'''

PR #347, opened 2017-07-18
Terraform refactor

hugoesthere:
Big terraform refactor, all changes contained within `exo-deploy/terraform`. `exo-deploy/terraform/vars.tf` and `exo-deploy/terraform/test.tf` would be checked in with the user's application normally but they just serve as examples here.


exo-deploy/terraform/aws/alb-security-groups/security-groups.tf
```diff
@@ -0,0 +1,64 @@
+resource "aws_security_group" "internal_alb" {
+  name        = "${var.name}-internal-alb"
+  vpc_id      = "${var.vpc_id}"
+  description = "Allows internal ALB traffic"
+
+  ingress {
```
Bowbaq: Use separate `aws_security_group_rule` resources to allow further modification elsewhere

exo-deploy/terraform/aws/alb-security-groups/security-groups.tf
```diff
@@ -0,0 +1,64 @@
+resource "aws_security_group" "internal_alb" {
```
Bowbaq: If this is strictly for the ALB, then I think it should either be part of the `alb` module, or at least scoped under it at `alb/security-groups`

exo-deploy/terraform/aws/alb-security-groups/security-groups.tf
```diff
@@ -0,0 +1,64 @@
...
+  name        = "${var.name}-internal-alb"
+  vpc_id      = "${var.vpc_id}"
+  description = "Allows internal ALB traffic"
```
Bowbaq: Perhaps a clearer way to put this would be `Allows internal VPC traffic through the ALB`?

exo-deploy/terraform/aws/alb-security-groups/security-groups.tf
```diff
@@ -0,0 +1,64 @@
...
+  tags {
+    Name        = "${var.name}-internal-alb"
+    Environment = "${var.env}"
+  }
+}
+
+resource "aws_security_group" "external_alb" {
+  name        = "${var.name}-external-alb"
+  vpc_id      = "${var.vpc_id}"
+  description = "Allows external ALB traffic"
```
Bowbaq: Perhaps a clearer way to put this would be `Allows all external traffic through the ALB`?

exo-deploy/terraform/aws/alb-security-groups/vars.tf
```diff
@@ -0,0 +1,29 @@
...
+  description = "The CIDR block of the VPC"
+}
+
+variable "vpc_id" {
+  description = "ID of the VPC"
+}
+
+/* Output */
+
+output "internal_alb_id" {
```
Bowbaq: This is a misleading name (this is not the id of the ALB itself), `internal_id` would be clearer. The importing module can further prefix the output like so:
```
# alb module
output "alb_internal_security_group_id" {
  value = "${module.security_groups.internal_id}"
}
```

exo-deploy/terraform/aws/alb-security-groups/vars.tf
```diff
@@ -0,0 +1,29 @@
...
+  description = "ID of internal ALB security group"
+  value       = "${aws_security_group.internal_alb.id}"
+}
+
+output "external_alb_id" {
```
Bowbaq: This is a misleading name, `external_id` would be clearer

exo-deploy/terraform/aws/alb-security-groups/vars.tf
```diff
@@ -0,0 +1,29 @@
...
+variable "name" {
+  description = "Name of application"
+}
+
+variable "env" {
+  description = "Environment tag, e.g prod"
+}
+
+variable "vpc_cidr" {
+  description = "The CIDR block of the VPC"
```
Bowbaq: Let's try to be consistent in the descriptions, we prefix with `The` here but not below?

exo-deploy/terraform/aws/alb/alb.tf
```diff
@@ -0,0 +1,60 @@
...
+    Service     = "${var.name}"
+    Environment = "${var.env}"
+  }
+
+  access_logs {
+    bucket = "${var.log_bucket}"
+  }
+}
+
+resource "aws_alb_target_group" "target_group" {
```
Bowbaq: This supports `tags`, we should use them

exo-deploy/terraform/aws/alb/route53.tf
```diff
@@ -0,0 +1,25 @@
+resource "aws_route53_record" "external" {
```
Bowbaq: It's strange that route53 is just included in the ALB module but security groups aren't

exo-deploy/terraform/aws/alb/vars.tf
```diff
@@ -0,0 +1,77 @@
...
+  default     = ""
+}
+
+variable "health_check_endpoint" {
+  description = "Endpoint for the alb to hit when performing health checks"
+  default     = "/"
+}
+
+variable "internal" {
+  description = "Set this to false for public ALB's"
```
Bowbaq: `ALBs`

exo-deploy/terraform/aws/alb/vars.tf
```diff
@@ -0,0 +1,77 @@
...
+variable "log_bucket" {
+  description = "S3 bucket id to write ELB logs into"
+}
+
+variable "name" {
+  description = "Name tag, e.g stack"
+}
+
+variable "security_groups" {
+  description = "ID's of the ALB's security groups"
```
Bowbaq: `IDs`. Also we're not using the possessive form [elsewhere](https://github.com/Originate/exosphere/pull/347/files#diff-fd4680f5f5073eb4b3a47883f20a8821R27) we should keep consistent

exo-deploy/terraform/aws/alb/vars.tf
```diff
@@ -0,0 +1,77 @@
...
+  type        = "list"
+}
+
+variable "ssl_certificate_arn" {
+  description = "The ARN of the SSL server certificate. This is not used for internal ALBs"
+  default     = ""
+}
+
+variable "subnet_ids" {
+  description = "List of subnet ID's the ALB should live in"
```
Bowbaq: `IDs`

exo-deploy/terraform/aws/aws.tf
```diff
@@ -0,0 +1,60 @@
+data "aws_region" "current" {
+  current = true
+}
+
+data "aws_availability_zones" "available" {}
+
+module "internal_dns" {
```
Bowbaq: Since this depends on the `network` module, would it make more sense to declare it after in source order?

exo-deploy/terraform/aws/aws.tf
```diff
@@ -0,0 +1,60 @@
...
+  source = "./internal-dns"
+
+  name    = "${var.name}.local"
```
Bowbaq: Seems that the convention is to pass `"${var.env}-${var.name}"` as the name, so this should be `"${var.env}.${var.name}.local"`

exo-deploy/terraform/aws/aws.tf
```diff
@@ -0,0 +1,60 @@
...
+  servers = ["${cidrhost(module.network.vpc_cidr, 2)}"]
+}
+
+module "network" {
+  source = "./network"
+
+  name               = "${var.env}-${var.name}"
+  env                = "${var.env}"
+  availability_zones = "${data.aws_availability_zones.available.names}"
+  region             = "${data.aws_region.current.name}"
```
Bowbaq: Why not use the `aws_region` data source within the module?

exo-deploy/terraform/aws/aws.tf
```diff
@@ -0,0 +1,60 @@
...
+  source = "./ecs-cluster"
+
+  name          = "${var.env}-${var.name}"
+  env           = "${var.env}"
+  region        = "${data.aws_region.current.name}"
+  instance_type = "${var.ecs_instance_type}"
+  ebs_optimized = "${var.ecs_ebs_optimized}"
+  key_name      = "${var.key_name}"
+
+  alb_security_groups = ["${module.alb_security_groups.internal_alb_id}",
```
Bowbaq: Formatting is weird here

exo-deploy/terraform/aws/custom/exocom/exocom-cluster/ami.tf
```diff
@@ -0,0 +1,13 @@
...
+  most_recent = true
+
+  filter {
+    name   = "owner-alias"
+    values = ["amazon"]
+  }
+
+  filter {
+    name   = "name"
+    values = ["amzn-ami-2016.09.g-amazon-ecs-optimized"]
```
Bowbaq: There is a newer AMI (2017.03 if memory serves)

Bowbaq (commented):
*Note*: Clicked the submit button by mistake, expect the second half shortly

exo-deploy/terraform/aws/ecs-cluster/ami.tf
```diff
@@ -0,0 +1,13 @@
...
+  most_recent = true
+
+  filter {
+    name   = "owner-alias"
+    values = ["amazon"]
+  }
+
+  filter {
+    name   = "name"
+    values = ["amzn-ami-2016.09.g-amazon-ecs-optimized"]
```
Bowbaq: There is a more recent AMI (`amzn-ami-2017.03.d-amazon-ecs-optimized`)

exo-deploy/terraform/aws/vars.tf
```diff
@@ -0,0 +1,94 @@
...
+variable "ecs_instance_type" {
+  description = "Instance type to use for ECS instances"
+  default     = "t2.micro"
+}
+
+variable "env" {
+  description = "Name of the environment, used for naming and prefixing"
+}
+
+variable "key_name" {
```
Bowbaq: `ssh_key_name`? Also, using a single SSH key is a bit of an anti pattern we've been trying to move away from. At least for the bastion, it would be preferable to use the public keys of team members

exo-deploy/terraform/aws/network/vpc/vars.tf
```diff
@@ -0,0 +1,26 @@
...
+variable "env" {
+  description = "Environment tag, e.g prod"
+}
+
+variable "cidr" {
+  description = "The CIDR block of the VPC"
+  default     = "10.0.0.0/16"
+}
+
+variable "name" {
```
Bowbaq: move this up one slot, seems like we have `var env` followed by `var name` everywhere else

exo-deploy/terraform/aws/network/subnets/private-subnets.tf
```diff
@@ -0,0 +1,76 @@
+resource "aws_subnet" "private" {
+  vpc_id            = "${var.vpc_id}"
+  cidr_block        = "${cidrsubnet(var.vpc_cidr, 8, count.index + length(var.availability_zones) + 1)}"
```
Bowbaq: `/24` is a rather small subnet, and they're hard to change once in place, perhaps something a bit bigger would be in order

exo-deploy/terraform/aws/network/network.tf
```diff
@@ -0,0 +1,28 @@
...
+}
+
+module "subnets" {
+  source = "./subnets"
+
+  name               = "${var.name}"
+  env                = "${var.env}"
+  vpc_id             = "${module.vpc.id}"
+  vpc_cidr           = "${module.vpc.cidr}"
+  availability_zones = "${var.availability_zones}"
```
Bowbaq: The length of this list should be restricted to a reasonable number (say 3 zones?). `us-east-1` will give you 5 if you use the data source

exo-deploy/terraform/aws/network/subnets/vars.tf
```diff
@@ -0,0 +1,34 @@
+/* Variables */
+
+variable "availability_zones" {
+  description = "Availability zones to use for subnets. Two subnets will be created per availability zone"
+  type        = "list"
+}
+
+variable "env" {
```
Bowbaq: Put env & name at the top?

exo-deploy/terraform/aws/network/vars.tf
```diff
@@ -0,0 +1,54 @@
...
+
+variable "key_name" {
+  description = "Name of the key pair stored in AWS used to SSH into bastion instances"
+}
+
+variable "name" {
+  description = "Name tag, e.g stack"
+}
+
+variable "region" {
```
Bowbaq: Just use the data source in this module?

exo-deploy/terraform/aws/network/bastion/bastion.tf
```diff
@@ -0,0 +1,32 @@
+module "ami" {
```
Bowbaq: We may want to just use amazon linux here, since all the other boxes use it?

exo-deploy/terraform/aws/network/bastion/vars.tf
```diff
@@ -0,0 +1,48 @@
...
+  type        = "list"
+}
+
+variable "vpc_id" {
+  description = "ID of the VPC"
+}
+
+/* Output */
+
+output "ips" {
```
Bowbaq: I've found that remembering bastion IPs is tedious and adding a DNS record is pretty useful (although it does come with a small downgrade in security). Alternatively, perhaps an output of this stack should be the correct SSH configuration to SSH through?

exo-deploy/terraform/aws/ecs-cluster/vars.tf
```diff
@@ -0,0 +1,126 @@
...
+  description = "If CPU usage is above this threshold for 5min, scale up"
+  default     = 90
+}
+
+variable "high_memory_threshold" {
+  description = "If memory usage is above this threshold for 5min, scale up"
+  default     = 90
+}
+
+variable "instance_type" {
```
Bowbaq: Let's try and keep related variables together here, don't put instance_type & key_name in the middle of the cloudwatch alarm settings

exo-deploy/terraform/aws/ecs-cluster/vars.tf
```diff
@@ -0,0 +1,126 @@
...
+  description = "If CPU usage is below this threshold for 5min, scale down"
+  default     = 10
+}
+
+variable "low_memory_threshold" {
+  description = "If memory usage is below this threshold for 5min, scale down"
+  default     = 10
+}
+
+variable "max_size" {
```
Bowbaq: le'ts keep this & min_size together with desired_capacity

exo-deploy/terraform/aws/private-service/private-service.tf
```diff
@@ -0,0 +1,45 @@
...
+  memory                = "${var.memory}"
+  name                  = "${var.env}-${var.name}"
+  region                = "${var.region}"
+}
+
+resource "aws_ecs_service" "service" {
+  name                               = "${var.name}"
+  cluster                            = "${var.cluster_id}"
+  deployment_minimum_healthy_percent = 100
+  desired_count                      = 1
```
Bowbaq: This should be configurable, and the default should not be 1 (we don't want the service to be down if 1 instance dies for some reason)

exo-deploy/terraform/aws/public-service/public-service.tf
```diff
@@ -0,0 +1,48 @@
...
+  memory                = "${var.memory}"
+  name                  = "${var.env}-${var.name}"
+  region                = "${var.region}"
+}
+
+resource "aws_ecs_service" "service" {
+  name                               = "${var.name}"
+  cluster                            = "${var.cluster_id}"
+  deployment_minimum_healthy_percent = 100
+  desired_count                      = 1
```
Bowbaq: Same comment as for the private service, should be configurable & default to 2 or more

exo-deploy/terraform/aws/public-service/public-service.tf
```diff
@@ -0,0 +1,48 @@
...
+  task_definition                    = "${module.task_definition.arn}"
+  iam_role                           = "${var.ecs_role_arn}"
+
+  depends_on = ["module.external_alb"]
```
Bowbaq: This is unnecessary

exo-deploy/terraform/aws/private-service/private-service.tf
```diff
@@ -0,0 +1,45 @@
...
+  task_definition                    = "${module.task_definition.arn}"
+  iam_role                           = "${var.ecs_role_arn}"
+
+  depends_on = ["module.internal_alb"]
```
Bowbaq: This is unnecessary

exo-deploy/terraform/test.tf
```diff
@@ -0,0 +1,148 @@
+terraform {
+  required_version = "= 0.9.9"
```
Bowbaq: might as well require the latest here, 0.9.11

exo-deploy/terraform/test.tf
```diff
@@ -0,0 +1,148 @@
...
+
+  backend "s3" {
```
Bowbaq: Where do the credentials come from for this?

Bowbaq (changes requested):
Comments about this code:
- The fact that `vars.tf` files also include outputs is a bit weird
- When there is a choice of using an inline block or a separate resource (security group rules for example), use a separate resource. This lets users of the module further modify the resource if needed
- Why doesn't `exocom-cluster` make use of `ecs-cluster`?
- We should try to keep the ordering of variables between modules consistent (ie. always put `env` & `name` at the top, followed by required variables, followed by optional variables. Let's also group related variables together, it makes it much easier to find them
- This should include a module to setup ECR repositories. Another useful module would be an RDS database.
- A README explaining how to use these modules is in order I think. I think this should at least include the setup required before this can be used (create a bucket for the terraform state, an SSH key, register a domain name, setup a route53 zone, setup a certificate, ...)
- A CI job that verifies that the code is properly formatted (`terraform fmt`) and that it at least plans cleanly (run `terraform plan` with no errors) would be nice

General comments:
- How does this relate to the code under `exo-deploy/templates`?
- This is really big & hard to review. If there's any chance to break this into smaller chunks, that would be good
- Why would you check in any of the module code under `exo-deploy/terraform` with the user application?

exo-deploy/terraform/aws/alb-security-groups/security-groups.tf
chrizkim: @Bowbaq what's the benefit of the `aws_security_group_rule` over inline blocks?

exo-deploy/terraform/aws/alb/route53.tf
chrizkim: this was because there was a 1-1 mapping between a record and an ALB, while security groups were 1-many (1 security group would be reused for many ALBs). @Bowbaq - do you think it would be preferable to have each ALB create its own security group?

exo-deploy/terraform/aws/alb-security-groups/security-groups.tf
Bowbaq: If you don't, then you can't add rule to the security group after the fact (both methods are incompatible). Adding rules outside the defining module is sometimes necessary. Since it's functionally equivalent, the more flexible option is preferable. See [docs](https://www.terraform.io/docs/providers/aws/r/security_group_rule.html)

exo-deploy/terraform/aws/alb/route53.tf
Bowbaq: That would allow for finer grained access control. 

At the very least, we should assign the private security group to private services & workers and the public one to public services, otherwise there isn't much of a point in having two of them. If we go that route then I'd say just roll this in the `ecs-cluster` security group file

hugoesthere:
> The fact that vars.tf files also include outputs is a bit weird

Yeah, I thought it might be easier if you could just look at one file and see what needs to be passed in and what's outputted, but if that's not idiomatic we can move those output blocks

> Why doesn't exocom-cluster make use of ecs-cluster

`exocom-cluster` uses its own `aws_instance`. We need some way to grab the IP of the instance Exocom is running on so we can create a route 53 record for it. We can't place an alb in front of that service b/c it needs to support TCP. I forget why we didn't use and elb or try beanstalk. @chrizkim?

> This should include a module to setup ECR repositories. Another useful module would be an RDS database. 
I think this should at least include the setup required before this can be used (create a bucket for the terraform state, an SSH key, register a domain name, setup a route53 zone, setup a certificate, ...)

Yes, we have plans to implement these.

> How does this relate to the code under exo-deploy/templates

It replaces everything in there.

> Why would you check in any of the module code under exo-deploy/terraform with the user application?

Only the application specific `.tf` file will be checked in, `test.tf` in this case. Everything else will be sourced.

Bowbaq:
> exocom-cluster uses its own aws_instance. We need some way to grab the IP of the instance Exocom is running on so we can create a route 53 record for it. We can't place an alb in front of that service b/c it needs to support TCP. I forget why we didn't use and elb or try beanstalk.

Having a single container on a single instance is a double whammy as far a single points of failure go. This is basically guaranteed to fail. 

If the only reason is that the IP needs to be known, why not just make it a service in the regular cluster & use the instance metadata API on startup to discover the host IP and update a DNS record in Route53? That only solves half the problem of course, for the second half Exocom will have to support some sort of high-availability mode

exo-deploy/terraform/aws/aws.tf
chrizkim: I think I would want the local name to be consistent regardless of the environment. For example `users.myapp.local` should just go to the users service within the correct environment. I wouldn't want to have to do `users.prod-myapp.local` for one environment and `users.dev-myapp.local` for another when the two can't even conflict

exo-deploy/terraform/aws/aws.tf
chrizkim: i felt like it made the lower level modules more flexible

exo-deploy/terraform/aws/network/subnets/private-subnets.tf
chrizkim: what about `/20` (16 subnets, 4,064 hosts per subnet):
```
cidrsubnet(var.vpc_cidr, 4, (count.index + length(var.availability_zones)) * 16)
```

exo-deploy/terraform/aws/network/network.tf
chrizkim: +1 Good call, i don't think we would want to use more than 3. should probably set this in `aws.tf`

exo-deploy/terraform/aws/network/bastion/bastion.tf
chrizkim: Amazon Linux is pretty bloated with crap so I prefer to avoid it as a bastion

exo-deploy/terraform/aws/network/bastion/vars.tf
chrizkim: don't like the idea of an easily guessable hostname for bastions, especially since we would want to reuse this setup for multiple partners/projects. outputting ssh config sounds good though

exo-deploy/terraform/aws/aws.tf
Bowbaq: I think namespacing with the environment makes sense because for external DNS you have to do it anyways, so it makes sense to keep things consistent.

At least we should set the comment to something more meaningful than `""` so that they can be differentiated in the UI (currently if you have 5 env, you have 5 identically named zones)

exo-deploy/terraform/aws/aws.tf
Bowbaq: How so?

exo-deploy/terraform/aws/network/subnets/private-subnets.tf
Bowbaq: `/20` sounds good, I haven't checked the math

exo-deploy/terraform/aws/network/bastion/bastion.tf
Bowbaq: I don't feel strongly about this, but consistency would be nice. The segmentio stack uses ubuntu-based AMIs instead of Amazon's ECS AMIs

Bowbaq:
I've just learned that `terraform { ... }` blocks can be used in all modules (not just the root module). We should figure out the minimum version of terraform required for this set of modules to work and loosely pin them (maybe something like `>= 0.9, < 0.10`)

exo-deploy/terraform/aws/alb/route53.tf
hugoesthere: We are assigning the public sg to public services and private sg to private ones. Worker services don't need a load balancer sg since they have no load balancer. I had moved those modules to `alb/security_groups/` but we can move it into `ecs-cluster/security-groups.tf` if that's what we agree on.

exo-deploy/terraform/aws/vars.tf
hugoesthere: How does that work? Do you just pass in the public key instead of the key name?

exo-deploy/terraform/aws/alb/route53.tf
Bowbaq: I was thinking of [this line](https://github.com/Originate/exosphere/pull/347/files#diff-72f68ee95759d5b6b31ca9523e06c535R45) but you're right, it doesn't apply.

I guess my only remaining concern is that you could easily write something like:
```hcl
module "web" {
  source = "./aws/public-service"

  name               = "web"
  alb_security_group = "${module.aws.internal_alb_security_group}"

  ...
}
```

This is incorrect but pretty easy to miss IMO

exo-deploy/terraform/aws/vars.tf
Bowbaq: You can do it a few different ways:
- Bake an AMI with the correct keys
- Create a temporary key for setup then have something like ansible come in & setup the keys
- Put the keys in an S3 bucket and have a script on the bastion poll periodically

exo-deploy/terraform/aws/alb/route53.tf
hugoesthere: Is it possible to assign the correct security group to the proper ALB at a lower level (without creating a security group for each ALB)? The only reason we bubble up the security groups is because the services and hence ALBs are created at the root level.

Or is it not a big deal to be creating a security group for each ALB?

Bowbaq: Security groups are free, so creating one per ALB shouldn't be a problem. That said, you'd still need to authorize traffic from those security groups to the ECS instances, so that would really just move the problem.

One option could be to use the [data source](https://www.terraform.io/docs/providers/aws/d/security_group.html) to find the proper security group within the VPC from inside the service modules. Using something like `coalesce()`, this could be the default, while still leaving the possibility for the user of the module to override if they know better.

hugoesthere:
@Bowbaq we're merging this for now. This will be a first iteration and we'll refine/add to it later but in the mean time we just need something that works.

'''

== Exercise details ==
Using the records above, repeat exactly the lines from the first one through the line with "Big terraform refactor, all".

== Final answer ==
PR #347, opened 2017-07-18
Terraform refactor

hugoesthere:
Big terraform refactor, all changes contained within `exo-deploy/terraform`. `exo-deploy/terraform/vars.tf` and `exo-deploy/terraform/test.tf` would be checked in with the user's application normally but they just serve as examples here.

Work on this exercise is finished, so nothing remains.